◆ TASK INSTRUCTIONS:
Report every line in the records below that holds the word "resolve".

Dataset entries
PR #2751, opened 2018-08-20
[WIP] Ta Grading Interface uses new model and Edit Gradeable shares code

### LINKED ISSUE #2048: Factor component table into a reusable script

### LINKED ISSUE #2049: functionality & documentation of "Overwrite Grader" checkbox

### LINKED ISSUE #2670: Delete mark icon should be a trash can not an X
On the instructor UI, and also on the TA UI.

...don't fight over who implements this :)

### LINKED ISSUE #2694: Grading an already graded component doesn't override the previous grader

KevinMackenzie:
Closes #2048 Closes #2670 Closes  #2694 Closes  #2049 (among others, will add later)

The ta grading interface uses the new gradeable model and the electronic file rubric editor in the edit gradeable page uses the same interface.

There are a few things that still need to be changed, but I want to get this reviewed soon, so I will add those in later.

This PR affects the behavior of the entire grading rubric and although it appears very similar and behaves very similar, internally it functions very differently.  This means that every detail of this interface should be tested to make sure it works as it did before (or better).

Instructor edit mode changes:
- [x] Add 'Add' / 'delete' component option to edit gradeable interface
- [x] Support changing 'publish' in edit gradeable
- [x] Automatically switch first mark text from no/full credit
- [ ] Peer checkbox on components
- [x] 'Total Score' box

Grade Mode (or both) changes:
- [x] Team Support
- [x] Verify Graders support (buttons exist, but do nothing)
- [x] Badges colors on components (weird twig.js issue)
- [x] Disable grading if the non-active version is being viewed
- [x] Get a better 'restore mark' fa icon (right now its `fa-shower`)
- [x] Load previously open component from cookie
- [x] Retain 'Silent Edit' checkbox
- [x] Add New Mark text is part of the sortable (and shouldn't be)
- [x] Changes aren't saved on page unload (and should be)
- [ ] Consistent fonts


jchulton:
minor thing. If you create a mark and reorder it then navigate to a different page all without saving, the reording of the mark while not save (the new mark will be at the bottom).

jchulton:
When Creating a new component, if you create multiple marks in the component, then reorder those marks, then refresh not all of the marks are added to the new component.

KevinMackenzie:
This is because the partially asynchronous call chain for saving a component doesn't get finished on page reload.  I'll look into that.

KevinMackenzie:
@bmcutler The `Silent Edit` and `Edit Mode` checkboxes are both off by default (typical for grading).  Do you want the `Silent Edit` state to be loaded from the cookie?  Note that the server only lets instructors silent edit

bmcutler:
Yes, please load silent edit state from a cookie.

KevinMackenzie:
My color choices for the Mark conflict resolution popup are awful, so if someone could come up with some better colors +/ styling, i'd appreciate that
screenshot

jchulton:
I can try to improve the styling. I can also work on verify graders and write an alert when saving an invalid custom mark if you like.

KevinMackenzie:
The custom mark handling I feel is fine since its responsive.  For the mark conflicts, I'm looking mostly just for what colors go better with submitty but are different enough to be distinguishable.

jchulton:
If we want to stick with the interface design style guide, Id argue we should make 'your version' blue (since you usually want to save your own mark), original (since you going back to a previous version, doesn't really carry well), and your server white (since you won't frequently want to discard your changes).

jchulton:
Getting this on accessing a student from grading details. Persists when navigating to a new student until a component is selected. 
strange error

KevinMackenzie:
Here is what the conflict resolution looks like now:
screenshot1
(it doesn't work in 100% of cases yet)

CouleeApps:
This ui is rather unintuitive. Here are a few suggestions:

- Delete the mark id label, it doesn't give any useful information
- Make form title "Mark Conflicts: MARKNAME" instead of having name in the body
- Use radio buttons and have the action be "resolve"
- Primary action button should always be in the corner

Here's a quick mockup:
thispopup

KevinMackenzie:
Thanks, I'll work on that. The pictures I've shown don't show this, but
this pop-up is actually for resolving all mark conflicts for a component
simultaneously.

bmcutler:
Radio buttons + buttons at the bottom require two clicks.  (And a choice of default for the radio button which is not clear in this case).

Please re-read my suggestion above, including the order of options.  It only requires 3 buttons, 2 blue, and the 2 blue are the equally likely good choices.

Submit & close are unnecessary.  Close should not be an option in this case.  You must pick something.  If anything in the future we can make the my edits boxes editable if you want to manually merge.

KevinMackenzie:
How does this look?
screenshot
You are presented conflict resolution options for each conflict one after another.  The changes are made immediately after pressing the button and the popup closes after you resolve all marks

bmcutler:
The order I proposed is chronological, and less confusing I think.  (I showed this to Evan)

Your earlier example with mark delete brings up another complication.  
If a mark has been deleted but I have edited it, my edits should be saved (the mark should be 'undeleted' if possible or a new one created if necessary.)  In any case we don't even need a dialog for this.  My edits should win automatically.  (We can re-delete it later if necessary)

But also, if I'm in grading mode and I use a mark (first time use) but the mark was deleted while I was grading, the mark should be undeleted (if possible if the mark_id can be resurrected) or a new mark is created with that data.  Also in this case it shouldn't be a popup dialog box situation, the mark is just reborn.  (And can be deleted later if necessary, after un-marking that box for this student)

KevinMackenzie:
In the case that the mark is deleted from the server during an edit operation, I feel that, while the user _may_ always choose to 'undelete' the mark, it serves to inform the user that someone _did_ delete it.  In the case of a mark being deleted during a grade operation, it seems weird to be making changes to the rubric when you aren't in 'edit' mode.  Ultimately, I don't think we would benefit from assuming what the user wants to do in these corner cases.

bmcutler:
Add new component should be blue button
default component should have a title
default component title should be "Problem 1", "Problem 2", ...  (can discuss wording...)
triple dot reorder needs a tooltip

When component expanded, put a little more space between the badge &
bold title and the editable component title box.

explicit labels on left side of 3 textboxes "Title:", "Note to graders:", "Note to students and graders:"

labels on the left for the points
"Points:"
"Additional Extra Credit Points:"
"Negative Penalty Points:"

to the right of the points boxes for the extra credit & penalty, initalics 
"Student scores will be clamped from above to Points + Additional Extra Credit Points"
"Student scores will be clamped from below to min(0,Negative Penalty Points)"

"Count Up" -> "Grade by Count Up (from zero)", "Count Down" -> "Grade by Count Down (from maximum Points)"
needs to be a radio button.  It isn't 100% clear which one is selected/unselected.

Add new mark should be a blue button
"No credit"/"full credit" should not have a pubish button (should be false always)

"Publish" -> "Show mark to all students"

horizontal bar between count up/down & no credit/full credit is
currently darker/more visible than the boxes around each component.
It should be the other way around.  The visual separating the
component should be more pronounced.

KevinMackenzie:
I think I addressed everything you asked for.  The only thing I changed from the request is that the wording 'maximum points' is confusing since it refers the full-score point value, and not full-score + extra credit.  My suggestion is to change `maximum points` to `"Points"` since the label of the input box is `Points` (in the code).

The dividers are now the same color as the border, but since they don't extend to the edge of the container, it doesn't appear to be too disruptive.  If they were any thinner, they wouldn't function as dividers as effectively.

bmcutler:
Yay!  Looks alot better.  I hope others find it more intuitive too.  (I've been staring at it a while now so its familiar.  We need more testing by fresh eyes.)

I have not done any testing of the grading interaction / looking for race conditions yet.

KevinMackenzie:
The notable race condition is with two graders simultaneously grading the same component.  It would be possible to make conflict popup for that case, but it also wouldn't be difficult to add in after-the-fact.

◆ TASK OUTPUT:
- Use radio buttons and have the action be "resolve"
You are presented conflict resolution options for each conflict one after another.  The changes are made immediately after pressing the button and the popup closes after you resolve all marks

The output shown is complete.